The current solution to obtain a somewhat consistent yaw is to tilt the nose of the vehicle up a little bit (so that the camera is not completely flat) when the software starts running. After that, the T265 reference frame will be similar to the forward-facing case.
The H_T265body_aeroBody is, however, not simply the inverse of H_aeroRef_T265Ref anymore, but can be calculated by adding one 90 deg rotation around the x axis to the one in forward-facing case.
Yes, I have read about the tilting trick already in the librealsense forum. Thanks for the explanations.
Thanks again for your patience and your work. Hope to see you again somewhen somewhere.
OT: I’m having a little other problem in the same context. Would you allow me to ask you for a pointer?
Thank you for your interest. Well, the following situation: Imagine, there would be a T265. This starts at P(x=0,y=0,z=0) in the T265 reference frame. At a certain point in space and time it has reached the coordinate M(x=mx, y=my, z=mz). What I want to achieve now is that for all following coordinates provided by T265 the point M is the new coordinate origin. From the consideration I imagine that I would only have to subtract the fixed translation tM and rotation rM of M related to the T265 reference frame from each new point Q in the T265 reference frame. At least I’m sure about the translation component. So tQ’ = tQ - tM should bring me the new translation tQ’ for Q’, now related to point M. I’m not so sure about the rotation or I’m making the same mistake again and again. I think I would have to remember the rotation rM of M over all axes related to the T265 reference frame and then subtract it from the rotation angles rQ to reach rQ’ as well. rQ’ should then represent the rotation of Q related to M. Is this correct? If so, would there be an elegant quaternion operation that determines this delta and applies it subtractively?

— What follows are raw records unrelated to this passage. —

PR #254, opened 2016-12-17
Pass through unused props in Modal

DanielHuisman:
Currently it's not possible to for example change the size (excluding default Bootstrap sizes) of modals. This change allows users to style the modal dialog.

### DIFF
--- a/src/Modal.js
+++ b/src/Modal.js
@@ -1,6 +1,7 @@
 import React, { PropTypes } from 'react';
 import ReactDOM from 'react-dom';
 import classNames from 'classnames';
+import omit from 'lodash.omit';
 import TransitionGroup from 'react-addons-transition-group';
 import Fade from './Fade';
 import {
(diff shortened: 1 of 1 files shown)


TheSharpieOne:
My 2 cents on this:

I guess, the transformation of rQ’ into NED/Euler aeronautic could NOT use the known transformation matrices and multiplications anymore in the end? So it appears to me better to first transform all coordinates into the NED frame to make the math there?
I hope I was able to present the problem.

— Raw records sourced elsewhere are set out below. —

PR #271, opened 2017-01-06
adding missing and cleaning up cssModule

skoranga:
Some files where missed the update during https://github.com/reactstrap/reactstrap/pull/206. Patch for fixing the cssModule logic for the same.


eddywashere:
thanks!

PR #281, opened 2017-01-08
Update ModalHeader close button

gthomas-appfolio:
Recent changes to Bootstrap alpha use flexbox to position ModalHeader
title and close button, which cause the current code to incorrectly
position title and close on the opposite and wrong side.


eddywashere:
released in `reactstrap@4.0.0`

Here are my 2 cents, hope this time I understood your question right:
- To find the coordinate of a new point in the new frame, I believe what you described, i.e. subtract the translation and angles, should help you achieve the desired result.
- The representation of the data plays a big role in this. Treating the translation and rotation separately would not be the least troublesome solution in my opinion.
- What I would recommend is to use the 4x4 homogenous transformation matrix, so both the translation and rotation are dealt with at the same time.
https://i.imgur.com/oirL2NE.png
- Following your notation, we will need to multiply the inverse of the matrix at M with the matrix at Q to find Q’ - the relative translation and rotation of Q in the frame defined at M. The order of multiplication is important.
matrix_of_Q_in_M = matrix_of_Q_in_P * inverse(matrix_of_M_in_P)
-
Finally, the translation and rotation can be extracted from the output matrix
matrix_of_Q_in_M. -
Now you can implement it with your favorite language. First stuff the data in a 4x4 array/matrix, then perform multiplication in the above order. In C++ this can be done quite easily with Eigen library. In Python the linalg.inv() in numpy is what I am using.
- If all of the transformation between the frames are known, I think performing the calculation before/after converting to aeronautic frame can be handled so long as everything is kept tidy and every line of code is correct. This might require a level of sanity that I don’t possess, though.